Graphique 1: Cinq niveaux d'utilisation des produits phytosanitaires ont été repertoriés en France par les chercheurs de l'Inra, au regard des principes agronomiques mis en oeuvre et de leur recours aux produits phytosanitaires

Les chercheurs ont caractérisé et évalué les performances respectives de chaque niveau et pour chaque culture, à partir de nombreuses sources d’informations, expertises, et données expérimentales. Cette évaluation a été faite sur les plans agronomiques (rendement) et phytosanitaires (Ift), mais aussi sur les plans économiques avec l’estimation de la marge brute, du bilan azoté, de l’énergie et du temps de travail. La principale conclusion qu’ils en tirent est qu’il existe « des marges de manœuvre agronomiques en grandes cultures. Mais que toutes les cultures ne réagissent pas de la même façon à des conduites économes en pesticides ». Les chercheurs estiment que si les toutes les interventions passaient par exemple au niveau N1 (protection raisonnée), le nombre de traitements (Ift) pourrait être réduit de 3 % pour le pois de printemps à 40 % pour le maïs, par rapport à une conduite intensive (N0)... et ce, sans affecter le rendement. Ce changement passerait par « un raisonnement accru des interventions basé sur une mobilisation large des outils d’aide à la décision existants et d’observation au champ » (►voir graphique 2).
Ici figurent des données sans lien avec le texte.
PR #22068, opened 2023-11-22
feat(prisma): add platform api calls for apikey cmds

jasonkuhrt:
This PR brings Platform API calls from `apikey` Prisma CLI commands.


packages/cli/src/platform/apikey/create.ts
```diff
@@ -0,0 +1,38 @@
...
+  }
+
+  public async parse(argv: string[]) {
+    const args = arg(argv, {
+      ...platformParameters.project,
+      '--display-name': String,
+      '-d': '--display-name',
+    })
+    if (isError(args)) return args
+    const token = getRequiredParameter(args, ['--token', '-t'], 'PRISMA_TOKEN')
```
janpio, line 22: Aside: This env var name should probably be more PDP specific.

jasonkuhrt: I also think its suffix should match the flag name, whatever it changes to.

@luanvdw this is the token I was mentioning before.

Based on some other ongoing discussions IIUC the most accurate term here would be `PRISMA_PLATFORM_MANAGEMENT_TOKEN` (but this is not settled yet).

packages/cli/src/platform/accelerate/disable.ts
```diff
@@ -26,6 +26,6 @@ export class Disable implements Command {
         intent: 'disable',
         projectId: project,
       },
-    })
+    }) as Promise<any>
```
jasonkuhrt, line 29: These have been added to make what was previously implicitly this type explicit.

It needs to be fixed later.

Right now the local CLI framework here only allows strings to be returned.

Changing this requires increasing the scope of this PR and I think we can defer that.

The casts here are not changing behaviour, so, its still progress, by making them explicit, in this PR.

sampolahtinen: Let's add some of your remarks as TODO comments?

jasonkuhrt: There's a bunch of callsites though and in this case the `as` casting serves as kind of todo anyways. But feel free to push a commit if that helps!

Jolg42 (approved):
Looks ok, though without tests 😉

packages/cli/src/utils/platform.ts
```diff
@@ -71,7 +71,7 @@ export const platformRequestOrThrow = async (params: {
   token: string
   path: string
   payload?: object
-}) => {
+}): Promise<object> => {
```
sampolahtinen, line 74: @jasonkuhrt lets re-iterate on this one. I think we could just remove explicit return type and avoid casting `as Promise<any>`

I will approve and merge this PR as it is.

sampolahtinen (approved):

PR #22082, opened 2023-11-23
chore: use dprint

tristan-f-r:
runs much, _much_ faster than prettier

(see [Microsoft/TypeScript's discussion on using dprint](https://github.com/microsoft/TypeScript/pull/54820))


aqrln:
Hey @LeoDog896, thanks for opening the PR and trying to improve our DX! While dprint is indeed faster and more flexible, we don't currently have a pressing need to migrate: Prettier is fast enough for us right now and doesn't really cause any problems. I would personally consider dprint or deno-fmt for new projects, but for the existing ones that already use Prettier the benefits must outweight the cost of migration, which may be substantial, as the code churn will cause merge conflicts in all in-flight work (and we will need to edit every commit in every relevant open PR or local branch to reformat it), make using `git blame` less straightforward (as we will need to `--ignore-rev` this commit which is not possible in GitHub UI, for example), and so on.

We appreciate the work you've done here but unfortunately I have to close this PR because we cannot merge it at this time, and if we want to proceed with migration to another formatter in the future, it will have to be redone as this kind of changes to the code base is quite time sensitive.

Going forward, before working on something that affects the whole codebase and hasn't been discussed, I'd suggest opening an issue or discussion to collect feedback first, or reaching out to us in the community Slack or Discord. We'd be happy to chat and provide guidance! When switching tools for performance reasons, it would also help to provide concrete numbers that demonstrate the value of switching, so that it can be assessed against the potential cost.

Graphique 2: Le tournesol (en rouge) verrait même son rendement supérieur en cas de passage à un système de protection raisonnée, de +10 %, et avec une réduction de l’Ift de -18% par rapport au système intensif. Pour le blé tendre (losange vert), baisser l’Ift de 30 % serait possible sans baisser le rendement par rapport au système intensif. L'Ift du pois de printemps (rond bleu) ne pourrait être
réduit que de 3 %

 

La pomme de terre et le colza plus affectés

Un passage en protection intégrée (N2a) des grandes cultures permettrait, en fonction des cultures, une forte diminution d’intrants phytosanitaires : de l’ordre de 37 % à 62 % par rapport à une conduite intensive. Ces chiffres passeraient à 45 % et 76 % dans le cas d’un passage au niveau 2c (production intégrée). Les rendements seraient affectés mais la marge brute serait maintenue, voire augmentée, pour la plupart des cultures. La réduction des rendements serait de l’ordre de 10 % en moyenne sur céréales à paille, mais entre 15 % et 20 % pour le colza et la pomme de terre, qui sont les cultures « dont le rendement est le plus affecté par des conduites économes, traduisant leur grande sensibilité à divers agresseurs ». La pomme de terre verrait également sa marge brute fortement dégradée avec 20 % environ de baisse (►voir graphique 3). Pour les céréales, une réduction de l’Ift de 50 % est obtenue en conduite N2a, sauf pour l'orge (►voir graphique 4). Les baisses de rendement n’excèdent pas 10 %.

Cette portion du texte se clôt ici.